# Car advice!



## veifera (Apr 25, 2012)

Hi everyone: I hit my first major problem. Really need advice! My puppy is unable to settle in the car. 

About the car. I drive a sedan. We're getting a second car soon but not just yet. But I'm in panic NOW that I'm going to ruin the socialization period and screw up my wonderful dog. 

We use a harness that clips to the seat belt in the back. The puppy has learned to settle when the car isn't moving. However, she screams her head off once the car starts to drive. Normally, I would just keep on driving (like with crate training), but she managed to slip out of the harness _twice_. Ended up crawling and screaming all over the car. 

I bought a new harness, with straps that don't give so easy. She wasn't able to get out of that one. We went around the block again but it's not getting better at all. 

Now, she keeps pulling and trying to slip out of it, and screams. The screaming is much worse than during crate training. Piercing scream, like in a movie where a little girl sees a monster and goes nuts.

Then I put her in a PetSmart contraption that looks like a seat that rests on top of a cushion. It elevates the puppy higher and she can look out of three windows without having to stand on her back feet. Went around the block again. Prayed to every single God. No difference. 

I'm kind of in panic now. I want to take her to an open field that I've found to let her loose and play hunt. I'd like to take her to the shopping center and to the train station and to walk in a street with more people. To walk near a school with screaming kids. I'd like to visit a hunt trainer. 

It's easier if she sits in someone's lap in the back seat, then she only whimpers. When she slipped out of the harness, I helped her climb in my lap and she stopped screaming too (just whimpers). Of course I can't have someone on call every time we need to go somewhere. And sitting in my lap is out of the question. 

Now I'm becoming paralyzed with fear she'll somehow find a way to hurt herself, while trying to slip out of the harness. The screaming of course makes me feel like I'm abusing her, so we don't get to any of the places I've planned. It's just awful and breaks my heart.

I never expected this to be such a huge problem. She responds so well to everything - leash, strangers, noises, crate and even to goddamn dremel! I tried treats in the car of course but she refuses everything.

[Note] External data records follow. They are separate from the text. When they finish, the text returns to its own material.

PR #3247, opened 2020-10-07
Fixes #18302: Make possible to give a revision for directives in rule and get correct technique files

fanf:
https://issues.rudder.io/issues/18302

First version that allows to use past revisions of Techniques and Directives in rule (and directly from directive page by adding `+commid` near directive UUID. 

This is still WIP as we need to have API for directive (and unit tests) allowing to get a specific revision, and set revision for directives in rules (API to list revisions, clone a specific revision, create or clone on a branche different from master will be done in next steps, along with revision for rules).

Since first iteration of draft, main changes are: 
- `revision` is the chosen name to talk about the commit identifier. So there is no more `RevId`, `revisionId`, etc, and everything should be normalized to `revision` (or `rev` when abbreviated in code, but never in serialized form) ;
- now `revision` is a mandatory part of a `DirectiveId` which is now defined as: 
```
final case class DirectiveId(uid: DirectiveUid, rev: Revision = GitVersion.defaultRev) { ... }
```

Has anyone trained their dog to ride in the back seat with a harness? Appreciate any advice...

Thanks


----------



## datacan (May 15, 2011)

Uma (DOB 02/22/2012) she is too young, IMO.


----------



## VictoriaW (Mar 16, 2011)

Gracie rides in a Champion seat belt harness...but we didn't have these issues. 

Is she crate trained? Maybe she might settle better in a crate with a really fabulous chew? 

Good luck...


----------



## Aimless1 (Sep 25, 2011)

I'm old school but I've had great success with the following:

1. Make sure you pup settles on command. Roll her over on her back with your hand on her tummy until she relaxes and does not struggle. Do this several times per day until she will settle on command.
2. Buy or make a dog bed. Should resemble a large pillow. Rectangular shape works best because it is gong on the car seat.
3. Begin with the car off. The dog bed goes in the passenger seat. Put your pup on the bed and if relaxed, fine. Praise, praise, praise. If not, settle them. When you can put them on the seat and get them settled/relaxed, it's time for the next step.
4. Begin as #3. Start the car, let it run but do not drive. Settle as necessary. When relaxed/settled reliably, ready to move to #5.
5. Time to simply back the car down the driveway and return. When ready move to the next step.
6. Short 5 minute drive. When successful make it 10, then 15 and 20. Don't forget constant praise.
7. Time for an hour drive. Enjoy!

All I really insist on is that the pup be relaxed and stay on the bed. NO, they can not climb in my lap, up on the seat back, down on the floor or the car door/window. As long as they are calm and on the bed I'm happy. Like all training several short sessions are best.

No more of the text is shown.